Exercise aim:
Find the lines below that contain the string "first", count them, and give only the number.

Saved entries

++++++++

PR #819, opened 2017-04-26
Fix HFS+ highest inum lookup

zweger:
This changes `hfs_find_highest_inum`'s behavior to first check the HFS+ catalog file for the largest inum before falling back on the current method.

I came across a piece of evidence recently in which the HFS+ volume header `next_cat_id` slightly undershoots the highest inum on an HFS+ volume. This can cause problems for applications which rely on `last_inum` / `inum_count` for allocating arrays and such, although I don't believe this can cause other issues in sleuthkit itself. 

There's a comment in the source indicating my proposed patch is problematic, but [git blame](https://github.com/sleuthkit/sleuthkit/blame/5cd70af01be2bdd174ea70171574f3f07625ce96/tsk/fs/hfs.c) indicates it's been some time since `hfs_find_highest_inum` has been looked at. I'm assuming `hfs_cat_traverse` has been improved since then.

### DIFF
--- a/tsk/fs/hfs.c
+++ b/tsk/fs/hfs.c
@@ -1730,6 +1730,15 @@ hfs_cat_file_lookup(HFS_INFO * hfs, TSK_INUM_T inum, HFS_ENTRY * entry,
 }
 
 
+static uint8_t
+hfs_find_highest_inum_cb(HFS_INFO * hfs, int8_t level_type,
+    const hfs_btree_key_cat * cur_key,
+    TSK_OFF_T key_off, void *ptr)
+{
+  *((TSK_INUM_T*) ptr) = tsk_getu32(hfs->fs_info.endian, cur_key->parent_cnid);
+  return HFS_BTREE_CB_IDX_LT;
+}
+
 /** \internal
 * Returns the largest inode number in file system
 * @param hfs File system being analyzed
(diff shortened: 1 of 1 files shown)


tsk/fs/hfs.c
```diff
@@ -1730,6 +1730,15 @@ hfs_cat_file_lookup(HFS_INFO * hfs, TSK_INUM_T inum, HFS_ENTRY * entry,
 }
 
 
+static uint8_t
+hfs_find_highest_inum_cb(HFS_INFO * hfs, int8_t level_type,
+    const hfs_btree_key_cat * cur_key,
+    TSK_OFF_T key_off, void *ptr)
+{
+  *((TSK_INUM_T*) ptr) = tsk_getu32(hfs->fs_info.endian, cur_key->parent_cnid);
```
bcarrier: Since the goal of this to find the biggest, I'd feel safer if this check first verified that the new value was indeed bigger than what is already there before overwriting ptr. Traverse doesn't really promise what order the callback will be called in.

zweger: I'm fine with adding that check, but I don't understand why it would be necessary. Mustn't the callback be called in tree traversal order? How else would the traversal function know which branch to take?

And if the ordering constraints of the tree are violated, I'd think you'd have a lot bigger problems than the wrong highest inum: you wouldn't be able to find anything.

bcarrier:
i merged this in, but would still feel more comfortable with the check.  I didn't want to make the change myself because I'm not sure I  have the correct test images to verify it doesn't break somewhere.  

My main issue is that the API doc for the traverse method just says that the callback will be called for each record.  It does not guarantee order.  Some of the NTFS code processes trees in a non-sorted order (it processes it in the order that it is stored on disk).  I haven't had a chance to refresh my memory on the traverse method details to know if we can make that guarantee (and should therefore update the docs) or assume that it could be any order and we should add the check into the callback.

++++++++

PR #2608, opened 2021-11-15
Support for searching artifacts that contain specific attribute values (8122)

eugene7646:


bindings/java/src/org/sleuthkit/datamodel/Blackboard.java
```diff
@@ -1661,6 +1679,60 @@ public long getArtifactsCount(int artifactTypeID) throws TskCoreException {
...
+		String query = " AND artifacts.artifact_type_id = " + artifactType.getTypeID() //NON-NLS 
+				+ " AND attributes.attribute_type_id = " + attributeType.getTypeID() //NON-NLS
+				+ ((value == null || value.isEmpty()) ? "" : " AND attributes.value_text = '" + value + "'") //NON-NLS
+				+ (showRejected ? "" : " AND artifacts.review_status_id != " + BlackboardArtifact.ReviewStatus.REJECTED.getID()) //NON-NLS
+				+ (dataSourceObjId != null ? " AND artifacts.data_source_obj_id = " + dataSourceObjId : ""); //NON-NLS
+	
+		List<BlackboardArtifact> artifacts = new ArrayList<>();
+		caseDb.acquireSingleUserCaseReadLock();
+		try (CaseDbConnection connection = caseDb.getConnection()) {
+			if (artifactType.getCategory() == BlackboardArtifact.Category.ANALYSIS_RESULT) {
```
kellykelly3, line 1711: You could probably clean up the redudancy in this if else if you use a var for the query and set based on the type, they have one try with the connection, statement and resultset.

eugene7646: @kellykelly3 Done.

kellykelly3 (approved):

++++++++

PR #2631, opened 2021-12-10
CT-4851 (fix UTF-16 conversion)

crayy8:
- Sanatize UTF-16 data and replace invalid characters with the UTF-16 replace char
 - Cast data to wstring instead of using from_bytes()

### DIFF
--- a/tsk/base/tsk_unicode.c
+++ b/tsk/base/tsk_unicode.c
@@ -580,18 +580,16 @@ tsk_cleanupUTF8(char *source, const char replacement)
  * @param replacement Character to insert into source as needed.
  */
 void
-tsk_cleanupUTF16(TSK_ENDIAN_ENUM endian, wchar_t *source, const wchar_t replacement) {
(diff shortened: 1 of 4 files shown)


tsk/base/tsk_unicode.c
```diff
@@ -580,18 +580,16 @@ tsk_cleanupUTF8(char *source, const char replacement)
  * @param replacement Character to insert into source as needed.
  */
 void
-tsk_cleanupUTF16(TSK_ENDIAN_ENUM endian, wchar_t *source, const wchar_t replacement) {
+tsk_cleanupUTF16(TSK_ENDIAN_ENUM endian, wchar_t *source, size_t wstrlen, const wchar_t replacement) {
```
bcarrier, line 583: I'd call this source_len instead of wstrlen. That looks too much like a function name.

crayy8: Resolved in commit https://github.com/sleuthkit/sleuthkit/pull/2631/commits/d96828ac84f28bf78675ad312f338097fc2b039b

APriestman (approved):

++++++++

Exercise response:
2